There's a 70 GTO locally that I'm looking at possibly buying. In the process of verifying it was a GTO with the VIN, I ordered the PHS documents, and it turns out that it had some nice options new:

-70 GTO Hardtop
-base 400 (350 hp)
-TH400 trans
-decor group (wheel arch mouldings)
-safe-t-track (3:23 gears)
-Stereo 
-mirrors in L and R visors
-Rally 2 wheels
-G70x14 white walls
-console
-rear window defogger
-springs and shocks handling package
-remote drivers side view mirror
-variable ratio power steering
-air conditioning
-floor mats front and rear

Atoll blue, blue interior.

This would be an awesome car to restore to factory.
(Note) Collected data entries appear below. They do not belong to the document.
Issue #11809, opened 2023-03-27
ListView Virtualization can cause items to be hidden forever if scrolling too rapidly on WASM


roxk:
### Current behavior

1. Bind a items source of a list view to an observation collection with 200 items.
2. Launch the app, observe the first item's binding.
3. Drag scrollbar to scroll to the bottom of the list. Then scroll back up.
4. Observe the first item in the list isn't the one observed at (2).

### Expected behavior

At (4), the first item is the one observed at (2).

### How to reproduce it (as minimally and precisely as possible)

Minimal repro:
https://github.com/roxk/UnoVirtualizationWasmBug

Video:
https://user-images.githubusercontent.com/16918354/227860838-022f44aa-9d09-43c7-975e-15e7ce27afda.mp4

### Workaround

Disable virtualization by using `StackPanel` as the `ItemsPanel`. But our app currently faces severe performance issues due to this workaround.

### Works on UWP/WinUI

Yes

### Environment

Uno.UI / Uno.UI.WebAssembly / Uno.UI.Skia

### NuGet package version(s)

```
    <PackageReference Include="Microsoft.Windows.Compatibility" Version="5.0.0" />
    <PackageReference Include="Microsoft.Extensions.Logging" Version="5.0.0" />
    <PackageReference Include="Uno.Extensions.Logging.WebAssembly.Console" Version="1.4.0" />
    <PackageReference Include="Uno.UI.WebAssembly" Version="4.8.15" />
    <PackageReference Include="Uno.UI.RemoteControl" Version="4.8.15" Condition="'$(Configuration)'=='Debug'" />
    <PackageReference Include="Uno.UI.Adapter.Microsoft.Extensions.Logging" Version="4.8.15" />
    <PackageReference Include="Uno.Wasm.Bootstrap" Version="7.0.11" />
    <PackageReference Include="Uno.Wasm.Bootstrap.DevServer" Version="7.0.11" />
```

### Affected platforms

WebAssembly

### IDE

Visual Studio 2022

### IDE version

17.5.3

roxk:
There is a similar iOS issue https://github.com/unoplatform/uno/issues/10273. Not sure if the fix is up/relevant to WASM. The issue said this is fixed in 4.6 but I can still repro in `Uno.UI.WebAssembly:4.8.15`.

roxk:
I can reproduce in `SampleApp.Wasm`'s `VirtualizingPanelAdapterIdCache` page. Looking into it.

PR #13409, opened 2023-08-25
fix(listview): miscellaneous fixes to recycled containers

### LINKED ISSUE #9415: [Skia|WASM] [ListView] Sometimes selection background is not set on selected item
### Current behavior

Tested a host a listview with random strings array as item source
Tried to select any item and some random times I get no visible selection highlight but event SelectionChanged is raised and SelectedItem property is changed
Often that happens when you scroll out of scope that items and get them back into the scope

### Expected behavior

Visible selection highlight on item

[UnoApp.zip](https://github.com/unoplatform/uno/files/9251934/UnoApp.zip)
Attached sample repro

### Workaround

-

### Works on UWP/WinUI

Yes

### Environment

### NuGet package version(s)

_No response_

### Affected platforms

WebAssembly, Skia (WPF), Skia (GTK on Linux/macOS/Windows)

### IDE

Visual Studio 2022

### IDE version

_No response_

### Relevant plugins

_No response_

Dunno if it the same behaviour in the mobile and MacOS platforms

ramezgerges:
GitHub Issue (If applicable): closes #9415

## PR Type

- Bugfix

### <samp>🤖 Generated by Copilot at 20350a1</samp>

Improve the handling of item container indices in `UIElement`. Add a comment to clarify the logic in `UIElement.cs`.

## PR Checklist

## Other information

### DIFF
--- a/src/Uno.UI.RuntimeTests/Tests/Windows_UI_Xaml_Controls/Given_ListViewBase.cs
+++ b/src/Uno.UI.RuntimeTests/Tests/Windows_UI_Xaml_Controls/Given_ListViewBase.cs
@@ -1607,8 +1607,8 @@ namespace Uno.UI.RuntimeTests.Tests.Windows_UI_Xaml_Controls
 			ImageAssert.HasColorAt(si, 70, 65, Colors.FromARGB("#66AEE7")); // selected
 
 			// check starting from below the second item that nothing looks selected or hovered
-			ImageAssert.DoesNotHaveColorInRectangle(si, new Rectangle(0, 110, si.Width, si.Height - 110), Colors.FromARGB("#66AEE7")); // clicked
-			ImageAssert.DoesNotHaveColorInRectangle(si, new Rectangle(0, 110, si.Width, si.Height - 110), Colors.FromARGB("#FFE6E6E6")); // hovered
+			ImageAssert.DoesNotHaveColorInRectangle(si, new Rectangle(100, 110, si.Width, si.Height - 110), Colors.FromARGB("#66AEE7")); // selected
+			ImageAssert.DoesNotHaveColorInRectangle(si, new Rectangle(100, 110, si.Width, si.Height - 110), Colors.FromARGB("#FFE6E6E6")); // hovered
 		}
 
 		[TestMethod]
--- a/src/Uno.UI.RuntimeTests/Tests/Windows_UI_Xaml_Controls/Given_ListViewBase.cs
+++ b/src/Uno.UI.RuntimeTests/Tests/Windows_UI_Xaml_Controls/Given_ListViewBase.cs
@@ -1299,6 +1299,8 @@ namespace Uno.UI.RuntimeTests.Tests.Windows_UI_Xaml_Controls
 		[RunsOnUIThread]
 #if __IOS__ || __ANDROID__
 		[Ignore("Disabled because of animated scrolling, even when explicitly requested.")]
+#elif __WASM__
+		[Ignore("Flaky in CI.")]
 #endif
 		public async Task When_Large_List_Scroll_To_End_Then_Back_Up_And_First_Item2()
 		{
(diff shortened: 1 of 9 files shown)


ramezgerges:
There is an additional problem with ListViews and virtualization, where if you scroll rapidly to the end of a long ListView and scroll back up, the first couple of items won't be shown. It's extremely inconsistent and I have to practically follow a very exact sequence to reproduce it. Looking into it now.

Also, I'm finding it rather difficult to write a test for this, since I basically need to test what I see on the screen, not any reference to anything that may or may not be recycled away/back.

src/Uno.UI/UI/Xaml/UIElement.cs
```diff
@@ -1043,6 +1043,12 @@ internal virtual void PrepareForRecycle()
 		{
 			ClearPointerStateOnRecycle();
 
+
+			// It's important to clear the index on the way out (recycle) and not wait to set it on the way in (reuse)
+			// because this property is used e.g. in ItemsControl.ContainerFromIndexInner which is used by e.g.
+			// ListView to get a clicked container.
+			ClearValue(ItemsControl.IndexForItemContainerProperty);
```
jeromelaban, line 1050: Very nice find! We have similar properties if I remember correctly, could you take a look and see if it needs to be done for others?

Youssef1313: This is scary in UIElement. I think `ClearValue` should throw if the actual instance type isn't the same as (or a derived from) the property owner type.

Better to override this in `ItemsControl`. In ItemsControl, there is `CleanUpContainer` method that I'm not sure whether it should be called as well or not. @jeromelaban Is `CleanUpContainer` what you're referring to?

ramezgerges: @Youssef1313  I'm pretty sure that's not true. We set this on ListViewItem anyway and not on ListView itself (also, it's not throwing for me). CleanUpContainer is called conditionally (I'm guessing for performance reasons) where it more thoroughly cleans up the container (e.g. remove the content). We need to clear IndexForItemContainerProperty even if we don't CleanUpContainer. This is the case for the other properties, but we use IndexForItemContainerProperty to get ContainerFromIndex, otherwise we could leave it stale like the other properties until it's reused (where it will get set to a new value anyway).

ramezgerges:
> There is an additional problem with ListViews and virtualization, where if you scroll rapidly to the end of a long ListView and scroll back up, the first couple of items won't be shown. It's extremely inconsistent and I have to practically follow a very exact sequence to reproduce it. Looking into it now.

I'm finding this extremely painful to debug. It reproduces so inconsistently that I have no idea what's causing it or what to break on. If I find a more consistent repro, I will get back to it.

src/Uno.UI/UI/Xaml/UIElement.cs
Youssef1313: Oh that property is attached, so indeed there is no concern with throwing.

> We need to clear IndexForItemContainerProperty even if we don't CleanUpContainer

I didn't mean to clear `IndexForItemContainerProperty` only in `CleanupContainer`. The question is about whether we need to call CleanupContainer in `PrepareForRecycle`

jeromelaban: > Better to override this in `ItemsControl`. In ItemsControl, there is `CleanUpContainer` method that I'm not sure whether it should be called as well or not. @jeromelaban Is `CleanUpContainer` what you're referring to?

Indeed, I misread the location of the change. This should be in `ItemsControl.CleanupContainer` or `ClearContainerForItemOverride`:

https://github.com/unoplatform/uno/blob/66b8c63dc66119c334a7b9a676ffbd9f7a7c9ff6/src/Uno.UI/UI/Xaml/Controls/ItemsControl/ItemsControl.cs#L1105

not in `UIElement`. We may call this conditionally (probably incorrectly), but it may be platform dependent. Which platforms do you see this issue happening?

ramezgerges: It seems like the conditional calling is indeed incorrect, as unconditionally calling `CleanUpContainer` also seems to fix a problem with scrolling that I noticed a couple of times where scrolling all the way down would clip the last 2 items. In that case, putting the `ClearValue` call inside `CleanUpContainer` makes more sense. Ideally, I would prefer if we knew exactly when we could get away with not calling `CleanUpContainer`, but due to the inconsistency of things, I guess we can just clean the container every time until further notice.

The issue seems to appear mainly on WASM and skia.

jeromelaban: Could you point to the conditional call you're seeing?

ramezgerges: `CleanUpContainer` is called if `clearContainer` is true in `RecycleViewForItem` (I've changed it in the last couple of commits, so you'll find it in the before side of the diff)

ramezgerges:
So, CI broke when I called `CleanUpContainer` unconditionally. The tests that were failing were testing how many times the datatemplate factory was called. Since we were always cleaning up the container, I'm assuming it have to recreate the date template everytime? Anyway, I reverted back the change but now `CleanUpContainer` is called in `UnfillLayout` as well, which both fixes the problem and still doesn't recreate the datatemplate more than it needs to.

Also, I've finally found a solution to a problem similar to #11809. Still can't programatically reproduce this, so I can't write tests. 

@jeromelaban is this mergable in this state if CI passes?

ramezgerges:
It seems like a test I added is failing on WASM. I tried locally and it passes, so it seems like it's a CI problem.

jeromelaban:
This is the failure that is observed:

https://dev.azure.com/uno-platform/Uno%20Platform/_TestManagement/Runs?runId=2493484&_a=resultSummary&resultId=100000

Is this what is working locally for you?

src/Uno.UI.RuntimeTests/Tests/Windows_UI_Xaml_Controls/Given_ListViewBase.cs
```diff
@@ -1293,6 +1295,318 @@ public async Task When_Large_List_Scroll_To_End_Then_Back_Up_And_First_Item()
...
+			mouse.MoveTo(new Point(bounds.GetMidX(), bounds.Top + 10));
+			mouse.Press();
+			mouse.Release();
+
+			await Task.Delay(200);
+			await WindowHelper.WaitForIdle();
+
+			// This problem is incredibly difficult to reproduce. These are the exact
+			// mouse wheel deltas that my trackpad produced when I reproduced this manually.
+			var deltasString = """
```
jeromelaban, line 1425: You can use a `new int[]{ -266, -393, ... }` instead, this will avoid typos and will be foldable in VS.

src/Uno.UI/UI/Xaml/Controls/ListViewBase/VirtualizingPanelLayout.managed.cs
```diff
@@ -514,7 +514,7 @@ void UnfillBackward()
 				while (firstMaterializedLine != null && GetMeasuredEnd(firstMaterializedLine.FirstView) < ExtendedViewportStart + extentAdjustment)
 				{
 					// Dematerialize lines that are entirely outside extended viewport
-					RecycleLine(firstMaterializedLine, clearContainer: false);
+					RecycleLine(firstMaterializedLine, clearContainer: true);
```
jeromelaban, line 517: I would have guess that other tests would have failed as a result, but that does not seem like it. Could you try and reproduce something for this? If containers are cleared, we should be getting cleared datacontext changes for generated containers on a large scroll.

ramezgerges: Indeed, there was a UI test failing because of this. I've converted the UI test to a runtime test (and kept the UI test because it also took screenshots and stuff) and moved the additional cleanup (of visual states and indices) to the lighter and always triggered PrepareForRecycle rather than the heavier and conditionally triggered `CleanUpContainerOverride` which also clears the DataContext etc. This way, we don't need to make any additional calls with `cleanContainer: true` and we still get the most necessary cleanups each time.

jeromelaban (approved):
Looking good, thanks!

PR #13489, opened 2023-09-02
refactor: Cleanup easing functions on Android

Youssef1313:

## PR Type

### <samp>🤖 Generated by Copilot at daa5995</samp>

Simplified the implementation of easing functions for Android animations by using a common base class. Removed redundant Android-specific files for each easing function.

## PR Checklist

## Other information


src/Uno.UI/UI/Xaml/Media/Animation/BackEase.Android.cs
```diff
@@ -1,26 +0,0 @@
...
-		internal override ITimeInterpolator CreateTimeInterpolator()
-		{
-			switch (this.EasingMode)
-			{
-				case EasingMode.EaseIn:
-					return new AnticipateInterpolator((float)this.Amplitude);
-				case EasingMode.EaseOut:
-					return new OvershootInterpolator((float)this.Amplitude);
-				case EasingMode.EaseInOut:
-					return new AnticipateOvershootInterpolator((float)this.Amplitude);
```
jeromelaban, line 20: I'm not sure to understand where that code lives after your changes. What replaces it?

Youssef1313: @jeromelaban In `EasingFunctionBase.Android.cs`, there is a new `AndroidTimeInterpolator` that is returned by `CreateTimeInterpolator`. This simplifies the code, and also ensures we provide a correct time interpolators. For example, in SineEase, the implementation of `CreateTimeInterpolator` was incorrect because there is no such built-in interpolator, but `AndroidTimeInterpolator` will provide the correct implementation for anything.

jeromelaban: Got it. I wonder, do you think it's testable?

Youssef1313: It might be quite tricky since animations are very sensitive to timing. Not sure if there is a good approach to test this. For the actual implementation of easing functions, they are tested here: https://github.com/unoplatform/uno/blob/master/src/Uno.UI.Tests/Windows_UI_Xaml_Media_Animation/Given_Ease.cs

It's just that we now delegate to our implementation instead of creating a "best-effort" built-in interpolator.

dr1rrb: IMO the current tests are sufficient to test the different functions. I would however try to add a test to confirm that the new `AndroidTimeInterpolator` is being used correctly by the platform.

~~My suggestion would be then to create an incredibly long animation and check that the animated object somehow respect the defined easing function (it's probably easier to validate that using easing only for `in` **or** `out`, so you can more easily detect significant changes at the beginning of the animation vs a linear movement). Also thanks to runtime-test, it should be much more reliable than current animation tests which are using UI tests.~~

The test would then consist only to validate that the `GetInterpolation` is being invoked as expected ^^

dr1rrb (approved):

jeromelaban (approved):
Nice work!

PR #13491, opened 2023-09-02
fix!: update SimpleOrientationSensor to match Windows API

ajpinedam:

## PR Type

- Bugfix

### <samp>🤖 Generated by Copilot at 9373635</samp>

This pull request adds support for the `SimpleOrientationSensor` class on iOS and improves its implementation on other platforms. It uses platform-specific APIs to get device motion data and fire the `OrientationChanged` event. It also enhances the performance and resource management of the sensor by using lazy initialization and partial methods.

## PR Checklist

## Other information

### DIFF
--- a/src/Uno.UWP/Devices/Sensors/SimpleOrientationSensor.Android.cs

I've looked at it a few times, haven't contacted the owner, so I don't know if there are other parts elsewhere, but currently it's missing all the wheel arch chrome, rocker panel chrome, and drip rail chrome. Can't answer for the functionality of anything on the car since I was just looking at it as it sat. Peeked underneath, rear sway bar is still there. What do you think of this particular combination? It was originally sold at Reese Pontiac in Hershey, PA ( I can only guess the same Reese as in peanut butter cups!). 

Kevin


----------



## BearGFR (Aug 25, 2008)

Condition is everything, of course, but in terms of original equipment it sounds like a nice, average GTO.

Bear


----------



## clanceman427 (May 24, 2012)

Here are some pics. It appears that somewhere in it's life it was repainted burgundy. Condition of the car is still questionable, as I've not inspected it closely with the owner. On the plus side it's been inspected up until this month. There is a large rust hole at bottom rear of driver's front fender, but this is typical. Bear, you are right, a nice avg. GTO and possible diamond in the rough (at least for me). A stock restoration would make a nice car that me and the wife could drive and enjoy. Don't know what's hiding under all that red oxide primer. opening the trunk will answer a lot of my questions.


----------



## clanceman427 (May 24, 2012)

*car has been sold*

Well, I waited too long, I just noticed the car was gone and I called the number, SOLD. Oh well.


----------



## geeteeohguy (Feb 2, 2008)

I wonder how much the asking price was....


----------



## clanceman427 (May 24, 2012)

I'm curious too, as I never got to that point. I will keep a lookout for the car, as I wonder if it was bought locally and remains local. I'll keep scanning craigslist for any quick flips...

Kevin


----------